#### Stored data
□ □ □ □

Issue #7302, opened 2026-07-15
fix(startup): CLI data-dir migration from Electron (%APPDATA%\omniroute) breaks storage.sqlite / server.env compatibility


Flexible78:
### OmniRoute Version

3.8.48

### Installation Method

npm (global)

### Operating System

Windows

## Environment
- OmniRoute Version: 3.8.48 (CLI via npm)
- OS: Windows 11 IoT LTSC 24H2
- Node.js: v24.13.1

## Problem
After uninstalling Electron v3.8.48 and installing CLI version via `npm install -g omniroute@3.8.48`:

1. CLI uses `%USERPROFILE%\.omniroute\` as data directory
2. Electron used `%APPDATA%\omniroute\` as data directory
3. Copied `storage.sqlite` (20 MB, 30 providers, 50 call logs) and `server.env` (with encryption keys) from `%APPDATA%\omniroute\` to `%USERPROFILE%\.omniroute\`
4. Server starts successfully ("✅ OmniRoute is running!")
5. Dashboard shows "Internal Server Error" on all pages

## What I tried
- Copied `server.env` with encryption keys
- Ran `PRAGMA wal_checkpoint(TRUNCATE)` on the database
- Used `sqlite3 .recover` to create clean copy
- Database has valid data: `SELECT COUNT(*) FROM provider_connections` returns 30

## Suspected cause
The encryption keys in `server.env` from Electron installation may not be compatible with CLI, or there are additional configuration files needed for migration.

## Additional data
- `storage.sqlite`: 20,717,568 bytes
- Tables present: 60+ tables with data
- Both paths load env: `Loaded env from C:\Users\Alexander\.omniroute\.env` and `Loaded env from C:\Users\Alexander\AppData\Roaming\npm\node_modules\omniroute\.env`

## Environment
- OmniRoute Version: 3.8.48 (CLI via npm)
- OS: Windows 11 IoT LTSC 24H2
- Node.js: v24.13.1

## Problem
After uninstalling Electron v3.8.48 and installing CLI version via `npm install -g omniroute@3.8.48`:

1. CLI uses `%USERPROFILE%\.omniroute\` as data directory
2. Electron used `%APPDATA%\omniroute\` as data directory
3. Copied `storage.sqlite` (20 MB, 30 providers, 50 call logs) and `server.env` (with encryption keys) from `%APPDATA%\omniroute\` to `%USERPROFILE%\.omniroute\`
[...]

PR #10958, opened 2026-08-21
fix(desktop): pin the NSIS artifact name so the Windows updater stops 404ing (#10947)

### LINKED ISSUE #10947: [Bug] Windows auto-update 404 due to incorrect installer filename
## Bug: Windows in-app auto-update requests the wrong installer filename and returns 404

**App:** OmniRoute Desktop  
**Version:** v3.8.49  
**OS:** Windows

### What happened

The in-app updater detects v3.8.49, but the download fails with HTTP 404:

```text
Auto-update failed: Cannot download "https://github.com/diegosouzapw/OmniRoute/releases/download/v3.8.49/OmniRoute-Setup-3.8.49.exe", status 404
```

### Expected

The updater should request the Windows installer asset published in the v3.8.49 release:

```text
https://github.com/diegosouzapw/OmniRoute/releases/download/v3.8.49/OmniRoute.Setup.3.8.49.exe
```

### Actual

The updater requests:

```text
OmniRoute-Setup-3.8.49.exe
```

The release asset is named:

```text
OmniRoute.Setup.3.8.49.exe
```

There are two filename separator mismatches:

- `OmniRoute-Setup` vs `OmniRoute.Setup`
- `Setup-3.8.49` vs `Setup.3.8.49`

GitHub therefore returns 404. The manual **Download EXE (Windows)** link can still be used as a workaround.

### Likely cause

The Windows updater URL is being constructed from a filename pattern that does not match the artifact uploaded by the release pipeline. This may involve the Electron updater configuration, `electron-builder` `artifactName`, or the generated `latest.yml` metadata.

### Suggested fix

Please align the Windows artifact name and updater metadata so that all of the following agree:

- `electron-builder` `artifactName`
- the uploaded GitHub Release asset
- the Windows `latest.yml` `path` field
- the URL constructed by the in-app updater

The expected filename for v3.8.49 is:

```text
OmniRoute.Setup.3.8.49.exe
```

Thanks!

ntdat812:
⚠️ base-red inherited: #9985

Fixes #10947.

## Problem

GitHub rewrites spaces in an uploaded asset name to `.`. electron-builder writes that same artifact name into `latest.yml` with `-`. NSIS carries the one default artifact name that contains spaces — `${productName} Setup ${version}.${ext}` — so the manifest and the published asset can never agree, and the in-app updater 404s on every release.

Measured on the **published v3.8.49 release**, not inferred:

| manifest | `url` | asset actually on the release |
| --- | --- | --- |
| `latest.yml` | `OmniRoute-Setup-3.8.49.exe` | `OmniRoute.Setup.3.8.49.exe` ❌ |
| `latest-linux.yml` | `OmniRoute-3.8.49.AppImage` | `OmniRoute-3.8.49.AppImage` ✅ |
| `latest-linux.yml` | `omniroute-desktop_3.8.49_amd64.deb` | `omniroute-desktop_3.8.49_amd64.deb` ✅ |
| `latest-mac.yml` | `OmniRoute-3.8.49.dmg` | `OmniRoute-3.8.49.dmg` ✅ |

The Windows entry's `size: 340441395` matches the uploaded `OmniRoute.Setup.3.8.49.exe` byte for byte — same file, two spellings. Linux and macOS are unaffected because the AppImage, deb and dmg defaults are already hyphen/underscore separated.

That closes the chain end to end: electron-builder emits `OmniRoute Setup 3.8.49.exe` locally → writes `-` into the manifest → `softprops/action-gh-release` uploads it → GitHub stores `.` → `electron-updater` requests the `-` name → 404.

## Change

One line — an explicit `nsis.artifactName`.

```json
"nsis": {
  "artifactName": "${productName}.Setup.${version}.${ext}",
```

**Pinned to the dot form on purpose, not a hyphen one.** A hyphen name would also fix the updater, but it would rename the published asset, and three places hardcode the current name:

- `src/app/(dashboard)/dashboard/HomePageClient.tsx:151` — the manual **Download EXE (Windows)** button, which is the workaround the issue reports as still working
- `docs/guides/TROUBLESHOOTING.md` and its `zh-TW` / `pl` mirrors — the sha512 verification snippet
- `electron/README.md`

With the dot form the asset name is **byte-identical to what ships today**; only `latest.yml` changes, from the wrong name to the right one. Nothing that currently works breaks.

`docs/guides/ELECTRON_GUIDE.md` (and its `pl` mirror) listed the local build output as `OmniRoute Setup X.Y.Z.exe`; that line is now correct for the new name.

## Verification, and its limit

**Stated plainly: I could not run the release pipeline.** Producing the artifact needs a full electron-builder Windows build plus a GitHub upload, so the fix is verified by the naming chain above rather than by a built installer. What makes it conclusive is that `latest.yml` in v3.8.49 *already contains* `OmniRoute-Setup-3.8.49.exe` — that string is the manifest writer's output for a space-containing name. Removing the spaces makes the file name and the manifest name the same string by construction, and the manifest value stops changing under GitHub's rewrite.

What I did verify, `tests/unit/electron-artifact-name-10947.test.ts` (new, 4 cases):

- `nsis.artifactName` is set and contains no whitespace, with the reason in the assertion message
- it still contains `Setup` — the release workflow picks the portable exe via `case "$file" in *Setup*) continue ;;`, so renaming it away from `Setup` would silently publish the installer as `OmniRoute.exe`
- **the expanded installer name equals the filename `HomePageClient.tsx` builds its download URL from** — two independent sources of truth for the same string, which is exactly the invariant that was broken
- no configured artifact name anywhere in the build config contains whitespace

Reverting only `electron/package.json`: **3 of 4 fail**. All 4 pass with the change. The 4th passes either way — no other target has a whitespace name today, and it is there to keep it that way.

**Regression sweep:** all 33 unit test files matching `electron` — 282 tests. Comparing *failing test names* against the same run with the config reverted:

```
base   12 failing
branch  9 failing
tests failing on the branch but not on base: none
```

(The 9 shared failures are pre-existing Windows/symlink environment ones — `materializeBundledSymlinks`, `resolveServerEntry`, `#7302 DATA_DIR/server.env`.)

`typecheck:core` exit 0, `eslint` clean, `check:changelog-integrity` OK.

The next release is the real test. If you would rather verify before merging, a `--win` build alone is enough — the name appears in `electron/dist-electron/` without publishing anything.


ntdat812:
CI ran the four new cases on Linux and all four pass (shard 3/4):

```
✔ #10947 the NSIS installer name is set explicitly and carries no space (1.0ms)
✔ #10947 the NSIS name still contains 'Setup' (0.3ms)
✔ #10947 the built installer name is the one the dashboard links to (0.8ms)
✔ #10947 no configured artifact name anywhere contains whitespace (0.2ms)
```

The shard failures are the same base-red set documented on #10935 — `check-docs-counts-sync` (5 STRICT provider-count drifts present on base HEAD with nothing applied) and the `openapiCoverage.pct: 38.6 < baseline 39.2` ratchet, which base itself produces. This PR touches no `route.ts` and no provider registry.

`Merge integrity`, `Change Classification`, `Vitest`, `Build`, `semgrep` and `dast-smoke` all pass.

□ □ □ □

#### Activity
Could you return every line from the entries above in which the string "guides" occurs?

#### Your solution
- `docs/guides/TROUBLESHOOTING.md` and its `zh-TW` / `pl` mirrors — the sha512 verification snippet
`docs/guides/ELECTRON_GUIDE.md` (and its `pl` mirror) listed the local build output as `OmniRoute Setup X.Y.Z.exe`; that line is now correct for the new name.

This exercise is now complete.